05 May 2026

Legendre Transform in Mechanics

The Legendre transform as the bridge from the Lagrangian to the Hamiltonian description.

msc semester-i classical-mechanics legendre-transform

In Lagrangian mechanics the natural variables are $q$ and $\dot q$. In Hamiltonian mechanics the natural variables are $q$ and $p$. The Legendre transform is the mathematical operation that changes from a variable to its conjugate derivative variable.

The need for this transform appears whenever the slope or momentum is more useful than the original velocity-like variable.

Basic idea

For a function $f(x)$, define the conjugate variable

\[y=\frac{df}{dx}.\]

The Legendre transform is

\[\boxed{ g(y)=xy-f(x), }\]

where $x$ is finally expressed as a function of $y$.

The differential is

\[dg=x\,dy,\]

so

\[\frac{dg}{dy}=x.\]

Thus the transform replaces $x$ by its conjugate variable $y$.

Geometrically, a convex curve may be described either by its point coordinate $x$ or by the slope $y=df/dx$ of the tangent at that point. The Legendre transform rewrites the information in terms of the slope.

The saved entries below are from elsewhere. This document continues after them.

PR #977, opened 2026-05-26
Support ticket resolution evidence contract

canfieldjuan:
Plan: plans/PR-Support-Ticket-Resolution-Evidence-Contract.md
Slice phase: Production hardening

This closes the support-ticket source-contract gap where question-only ticket exports could lead blog and landing-page generation to invent procedural FAQ answer steps. The support-ticket package now exposes explicit resolution-evidence presence/count/examples, execution threads those fields into landing-page context and blog data_context, and prompts require review-needed answer shells when resolution evidence is absent.

## Intentional
- Detect explicit top-level support-resolution fields first; role-aware transcript parsing is deferred until hosts provide threaded agent/staff exports.
- No new broad procedural-step detector in this slice. The durable fix is to give generation the source-truth signal before writing; existing generated-content detectors remain outcome-claim backstops.
- Resolution examples are bounded and clipped so large CSVs do not leak full source rows into generation prompts.

## Deferred
- Future PR: add role-aware transcript parsing into the same `resolution_text` contract when support platforms export agent/staff message roles.

## Parked hardening
- None. This closes the parked `Support-ticket FAQ drafts can invent procedural answer steps when tickets lack resolutions` item in `ATLAS-HARDENING.md`.

## Verification
- `python -m pytest tests/test_extracted_support_ticket_input_package.py tests/test_smoke_content_ops_support_ticket_package.py tests/test_support_ticket_provider_landing_blog_execute.py -q` - 36 passed.
- `python -m pytest tests/test_extracted_content_ops_execution.py::test_marketing_campaign_context_does_not_leak_unrelated_inputs tests/test_extracted_landing_page_generation.py::test_generate_threads_seo_geo_aeo_context_into_system_prompt_payload tests/test_extracted_landing_page_generation.py::test_build_draft_preserves_support_ticket_source_context_metadata -q` - 3 passed.
- `python -m pytest tests/test_extracted_landing_page_generation.py tests/test_extracted_content_ops_execution.py tests/test_extracted_blog_generation.py::test_support_ticket_blog_context_detection_markers_bite tests/test_extracted_blog_generation.py::test_support_ticket_blog_context_detection_rejects_false_positives -q` - 108 passed.
- `bash scripts/validate_extracted_content_pipeline.sh` - passed.
- `python extracted/_shared/scripts/forbid_atlas_reasoning_imports.py extracted_content_pipeline` - passed.
- `python scripts/audit_extracted_standalone.py --fail-on-debt` - passed.
[...]

PR #981, opened 2026-05-26
Validate support-ticket evidence contract live generation

canfieldjuan:
Plan: plans/PR-Support-Ticket-Evidence-Contract-Live-Validation.md

Fresh Haiku validation showed the support-ticket landing page now saves cleanly, but the support-ticket blog path still had false greens around unsupported outcome claims and no-resolution answer content. This PR tightens the generated-content evaluator, removes a promissory default support-ticket keyword, updates the support-ticket blog prompt, and records the live validation outcome: landing passes, while unsafe blog output is now blocked before save.

## Intentional
- Blog live generation is allowed to fail closed when Haiku produces unsupported outcome or answer-step claims; this is safer than saving misleading customer-facing drafts.
- The validation JSON artifacts remain under `tmp/`; the committed doc records the commands, draft ids, and summarized results.
- This does not take over FAQ-session feature work.

## Deferred
- Next slice should restructure the support-ticket blog prompt/blueprint so no-outcome, no-resolution inputs produce a passing descriptive draft without copied guardrail text.
- Broader acceptance testing across many customer CSV shapes remains a later robust-testing slice.

## Parked hardening
- None.

## Verification
- Live Haiku landing-page smoke with support-ticket CSV and generated-content evaluation: passed.
- Live Haiku blog-post smoke with support-ticket CSV: final unsafe candidate blocked before save.
- `python -m pytest tests/test_evaluate_support_ticket_generated_content.py -q` -> 40 passed.
- `python -m pytest tests/test_evaluate_support_ticket_generated_content.py tests/test_extracted_support_ticket_input_package.py tests/test_support_ticket_provider_landing_blog_execute.py tests/test_extracted_content_ops_live_execute_harness.py -q` -> 81 passed.
- `bash scripts/local_pr_review.sh --current-pr-body-file /tmp/pr-support-ticket-evidence-body.md` -> passed.

## Diff size
9 files, +769 / -8.


extracted_content_pipeline/support_ticket_generated_content_eval.py
```diff
@@ -207,6 +240,84 @@
...
+    re.compile(
+        r"\bcustomer\s+got\s+unblocked\b",
+        re.IGNORECASE,
+    ),
+)
+_UNSUPPORTED_SUPPORT_ANSWER_STEP_PATTERNS = (
+    re.compile(
+        r"\b[A-Z][A-Za-z0-9 &/.-]{1,40}\s*>\s*"
+        r"[A-Z][A-Za-z0-9 &/.-]{1,40}"
+        r"(?:\s*>\s*[A-Z][A-Za-z0-9 &/.-]{1,40})?\b"
```
canfieldjuan: This pattern is case-only (no `re.IGNORECASE`) and matches any `Capitalized > Capitalized`, so it flags math/comparisons, not just UI breadcrumbs. Verified: `"Revenue > Costs is the core equation here."` -> FLAGGED; a vendor comparison `"G2 > Capterra"` would too. Same #973-class structural over-breadth. Scope it to a UI context -- e.g. require a multi-segment breadcrumb (two `>`: `Settings > Account > Export`) or anchor an end segment to a UI noun (`...> Export`/`...> Settings`) -- so genuine navigation paths match but `X > Y` comparisons pass. (This only runs on no-resolution support-ticket content, so the blast radius is bounded, but it's the clearest tighten-now item.)

canfieldjuan (commented):
## Pull Request Overview

A `Functional validation` slice: fresh Haiku validation of the #977/#979 evidence contract. Landing now saves cleanly; the blog path still produced false-greens (unsupported outcome + no-resolution answer claims), so this tightens the evaluator (~12 new outcome patterns + a NEW contract-gated answer-step detector), removes a promissory default keyword, updates the blog prompt, and records the live run -- net: landing passes, unsafe blog output is blocked before save (fail-closed). +746/-8. Reviewed at head `5cf7de4` (direct review + FP probe + mutation; live-Haiku results are builder-attested, deterministic parts verified first-hand).

This validates the layered approach: the #977/#979 contract signal + prompt alone did NOT stop the blog from fabricating (confirming prompt rules leak in this system), and the deterministic backstop catches it. Two things to credit specifically:
- **The new answer-step detector is contract-gated** (`_has_resolution_evidence` -> only runs when no resolution evidence). This is the deterministic procedural-step backstop that #977 deferred and I'd flagged as prompt-only -- so it closes that gap. Both branches pinned (flag when no evidence: mutation -> 3 red; allowed when evidence present: dedicated test).
- **Removing the promissory default keyword** (`reduce repeat support tickets` -> `repeat support questions`) is a real contract-side fix: the old default SEO keyword seeded the model with the exact promissory framing the detector then blocks -- a self-inflicted conflict. Good catch.

Two NITs, neither blocking (the slice meets its stated fail-closed goal):

## NIT 1 -- the `>` answer-step pattern is case-only and matches math/comparisons, not just UI breadcrumbs

Inline. `[A-Z][A-Za-z0-9 &/.-]{1,40} > [A-Z]...` flags any `Capitalized > Capitalized`. I verified `"Revenue > Costs is the core equation here."` -> FLAGGED, and a vendor comparison like `"G2 > Capterra"` would too. That's the #973-class structural over-breadth. Cheap to scope -- anchor to a UI noun, or require a multi-segment breadcrumb (two `>`) so `Settings > Account > Export` matches but `Revenue > Costs` does not.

From Lagrangian to Hamiltonian

In mechanics,

\[p_i=\frac{\partial L}{\partial\dot q_i}\]

is conjugate to $\dot q_i$. The Hamiltonian is the Legendre transform of $L$ with respect to all velocities:

\[\boxed{ H(q,p,t)=\sum_i p_i\dot q_i-L(q,\dot q,t). }\]

After the transform, $\dot q_i$ must be eliminated in favor of $(q_i,p_i,t)$.

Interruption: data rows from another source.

PR #980, opened 2026-05-26
FAQ generator output proof

canfieldjuan:
Plan: plans/PR-FAQ-Generator-Output-Proof.md
Slice phase: Functional validation

Adds a thin end-to-end FAQ generator proof that runs the canonical extracted FAQ CLI on a representative mixed-source support dataset and verifies the output contract through compact artifacts. This keeps the slice in the FAQ lane and proves generated Markdown, result JSON, source IDs, action steps, support-contact guidance, and vocabulary-gap metadata all appear together.

## Intentional
- This is a scripted functional proof, not another 50k-row load test; the goal is output correctness and integration wiring on a deterministic fixture.
- The proof stores compact JSON plus the Markdown artifact, avoiding a second embedded Markdown copy in summary JSON.
- The fixture includes support tickets, search logs, and sales-objection language so intent-to-FAQ and vocabulary-gap behavior are exercised together.
- The proof does not accept a custom source override because its predicates are intentionally fixture-specific.

## Deferred
- Publish-ready answer-step grounding remains parked in HARDENING.md because this slice only proves draft FAQ output from the current generator contract.
- Larger generation soak tests remain a separate production-hardening slice after this functional proof is stable.

## Verification
- python -m pytest tests/test_smoke_content_ops_faq_output_proof.py -q — 4 passed
- python scripts/smoke_content_ops_faq_output_proof.py --artifact-dir /tmp/atlas-faq-output-proof — passed
- python scripts/audit_extracted_pipeline_ci_enrollment.py — passed, 118 matching tests enrolled
- python -m py_compile scripts/smoke_content_ops_faq_output_proof.py tests/test_smoke_content_ops_faq_output_proof.py — passed
- git diff --check — passed
- python scripts/audit_plan_code_consistency.py plans/PR-FAQ-Generator-Output-Proof.md — passed
- ATLAS_CURRENT_PR_BODY_FILE=/tmp/atlas-faq-output-proof-pr-body.md bash scripts/local_pr_review.sh — passed

## Diff size
6 files, +608 / -0

PR #982, opened 2026-05-26
FAQ answer step grounding

canfieldjuan:
Plan: plans/PR-FAQ-Answer-Step-Grounding.md

Hardens the FAQ generator so concrete action steps are grounded in uploaded resolution evidence. When source rows only describe the problem, the FAQ artifact now renders explicit draft/review steps instead of intent-template end-user instructions, while preserving topic, scoring, source, support, and vocabulary-gap behavior.

## Intentional
- Keep FAQ generation deterministic and extractive; no LLM, policy inference, or detector expansion.
- Keep no-resolution output actionable for the operator by telling them what to verify before publishing.
- Remove the old template action-rule table so unsupported instructions are not left reachable through JSON metadata.
- Do not treat bare upload columns like resolution, answer, or solution as resolution evidence because they can be disposition or survey values.

## Deferred
- Rich resolution parsing from long chat transcripts is deferred; this slice only uses structured resolution-style fields already present on rows.
- Hosted UI display for answer_evidence_status is deferred until the frontend consumes FAQ item metadata.
- The older FAQ scale/backpressure item remains parked; this slice only closes the answer-step grounding item.

## Verification
- python -m pytest tests/test_extracted_ticket_faq_markdown.py tests/test_smoke_content_ops_cfpb_faq_markdown.py -q — 145 passed
- bash scripts/run_extracted_pipeline_checks.sh — 2421 passed, 5 skipped, 1 warning
- python -m py_compile extracted_content_pipeline/ticket_faq_markdown.py tests/test_extracted_ticket_faq_markdown.py tests/test_smoke_content_ops_cfpb_faq_markdown.py — passed
- python scripts/audit_plan_code_consistency.py plans/PR-FAQ-Answer-Step-Grounding.md — passed
- git diff --check — passed
- bash scripts/validate_extracted_content_pipeline.sh — passed
- python extracted/_shared/scripts/forbid_atlas_reasoning_imports.py extracted_content_pipeline — passed
- python scripts/audit_extracted_standalone.py --fail-on-debt — passed
- bash scripts/check_ascii_python.sh — passed
- bash scripts/local_pr_review.sh — passed

## Diff size
5 files, +368 / -99

### DIFF
--- a/HARDENING.md
+++ b/HARDENING.md
@@ -30,17 +30,6 @@ register under `docs/technical-debt/`.
 
 ## Parked Items
 
-## 2026-05-26
-
-### FAQ action steps are intent-template based, not resolution-evidence gated
-- File/location: `extracted_content_pipeline/ticket_faq_markdown.py` (`_ACTION_RULES`, `_article_steps`).
-- Description: The deterministic FAQ generator emits action steps from intent templates. The steps are grounded to the detected topic and source IDs, but they are not gated on explicit support-resolution evidence from the uploaded rows.
-- Why it matters: This is acceptable for draft/review FAQ output, but publish-ready support answers should not imply verified product-specific resolution steps unless the upload includes resolution evidence or the output labels the steps as draft guidance.
-- Effort: M
-- Category: correctness
-- Owner/session: content-ops/faq-generator
-- Found during: PR-FAQ-Generator-Output-Proof.
-
 ## 2026-05-23
 
 ### FAQSCALE-1 - Large synchronous FAQ generation needs hosted limits / backpressure / background execution
--- a/extracted_content_pipeline/ticket_faq_markdown.py
+++ b/extracted_content_pipeline/ticket_faq_markdown.py
@@ -73,10 +73,6 @@ _MORTGAGE_INTENT_TERMS = (
     "reverse mortgage",
     "mortgage servicer",
 )
-_MORTGAGE_ACTION_STEPS = (
-    "Gather the mortgage statement, payment history, escrow record, payoff quote, or loss-mitigation notice tied to the issue.",
-    "Send the servicer a written request or dispute with the dates, amounts, account number, and copies of the records you want reviewed.",
-)
 _FAILURE_RISK_RULES = (
     ("blocked_access", ("cannot", "can't", "can not", "unable", "locked", "blocked", "denied")),
     ("failed_workflow", ("failed", "fails", "not working", "does not work", "keeps timing out", "timed out", "missing")),
@@ -205,6 +201,14 @@ _SOURCE_WEIGHT_KEYS = (
     # aggregate fields so round-tripped FAQ output does not mask search_count.
     "frequency",
 )
+_RESOLUTION_TEXT_KEYS = (
+    "resolution_text",
+    "resolved_text",
+    "resolution_summary",
+    "support_resolution",
+    "agent_resolution",
+    "answer_text",
+)
 _VOCABULARY_GAP_RULES = (
     ("export", "download", "download report", "report download"),
     ("dashboard", "analytics", "reporting", "reports"),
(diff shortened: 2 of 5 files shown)


canfieldjuan (commented):
Reviewed at head `d05b5d6` (Tier-1: this both closes a HARDENING item and changes production generator code, so I ran adversarial passes). The grounding direction is right — the old intent-template path is genuinely gone — but there's a **red CI blocker** and a **MAJOR that gates the HARDENING close**.

## BLOCKER (CI red) — a downstream consumer test still asserts the removed template step
`extracted-checks` fails: `tests/test_smoke_content_ops_cfpb_faq_markdown.py:110`
```
assert "Open the bill, statement, payment history, or dispute record" in markdown   # 1 failed, 2395 passed
```
This is **stale, not a regression** — I verified the CFPB fixture rows are problem-only (`"I was charged overdraft fees…"`, `"My payment was applied to the wrong loan balance."`) with no resolution field, so under the new gate they correctly take the `draft_needs_review` path and no longer emit the old `_ACTION_RULES` step. `has_action_items` still passes (draft steps count). Fix: update that assertion to the new draft output, e.g. `"Review the cited ticket evidence and confirm the policy-approved answer before publishing."` A grep sweep confirms this is the **only enrolled test** asserting removed step text (the other old-string hits in `test_extracted_ticket_faq_markdown.py` are `not in` negative assertions, and the 1000-row validation doc isn't a test) — so it's a one-pass fix.

Process note (same shape as #944): the body's verification ran the *focused* test (`test_extracted_ticket_faq_markdown.py` — 138 passed) and `local_pr_review.sh` (which doesn't run the full pytest suite), so this consumer break only surfaced in `extracted-checks`. Changing the generator's output needs the full enrolled suite run, since the CFPB smoke consumes it.

## MAJOR — over-broad resolution keys re-open a softer version of the risk being closed
`extracted_content_pipeline/ticket_faq_markdown.py:204-214` — `_RESOLUTION_TEXT_KEYS` includes the bare aliases `"resolution"`, `"answer"`, `"solution"`. These match raw **user-uploaded** columns, which pass through onto the opportunity row (`campaign_source_adapters.py` copies non-empty columns; `normalize_campaign_opportunity` preserves them) and are read by `_resolution_text(evidence, opportunity)`. So a support/CFPB export carrying a `resolution` **disposition** column (e.g. `"Closed"`, `"Escalated"`) or a survey `answer` column silently flips `answer_evidence_status` to `"resolution_evidence"` and renders `"Use the uploaded resolution evidence: Closed"` as a step.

Example: quadratic kinetic energy

For

\[L=\frac12m\dot x^2-V(x),\]

the momentum is

\[p=m\dot x.\]

So

\[\dot x=\frac{p}{m}.\]

The Hamiltonian is

\[H=p\dot x-L.\]

Substituting,

\[H=\frac{p^2}{m}-\left(\frac{p^2}{2m}-V(x)\right),\]

hence

\[\boxed{ H=\frac{p^2}{2m}+V(x). }\]

Invertibility condition

The transform is regular when the Hessian is nonzero:

\[\det\left(\frac{\partial^2L}{\partial\dot q_i\partial\dot q_j}\right)\ne0.\]

This condition allows velocities to be solved in terms of momenta.

Relation with generating functions

Generating functions in canonical transformations use the same idea. One may change from variables $(q,Q)$ to $(q,P)$ by a Legendre transform, producing the familiar type-$2$ generating function $F_2(q,P,t)$.

Transform of a quadratic function

Find the Legendre transform of

\[f(x)=\frac12ax^2, \qquad a>0.\]

The conjugate variable is

\[y=\frac{df}{dx}=ax.\]

Hence

\[x=\frac{y}{a}.\]

The Legendre transform is

\[g(y)=xy-f(x).\]

Substituting $x=y/a$,

\[g(y)=\frac{y^2}{a} -\frac12a\left(\frac{y}{a}\right)^2.\]

Therefore

\[\boxed{ g(y)=\frac{y^2}{2a}. }\]

The same algebra is used in mechanics when $m\dot q$ is replaced by $p$.

Common caution

After writing $g=xy-f(x)$ or $H=p\dot q-L$, the old variable must be eliminated. The final expression for $g$ should contain $y$, not $x$; similarly, the final Hamiltonian should contain $(q,p,t)$, not $\dot q$.

Main points

Practice questions

  1. Find the Legendre transform of $f(x)=ax^2$.
  2. Show that $H=p\dot q-L$ gives $H=p^2/(2m)+V(x)$ for $L=m\dot x^2/2-V(x)$.
  3. Why must $\dot q$ be eliminated after forming $H$?
  4. State the regularity condition for the Legendre transform in mechanics.
  5. Explain why $F_2(q,P,t)$ is related to $F_1(q,Q,t)$ by a Legendre transform.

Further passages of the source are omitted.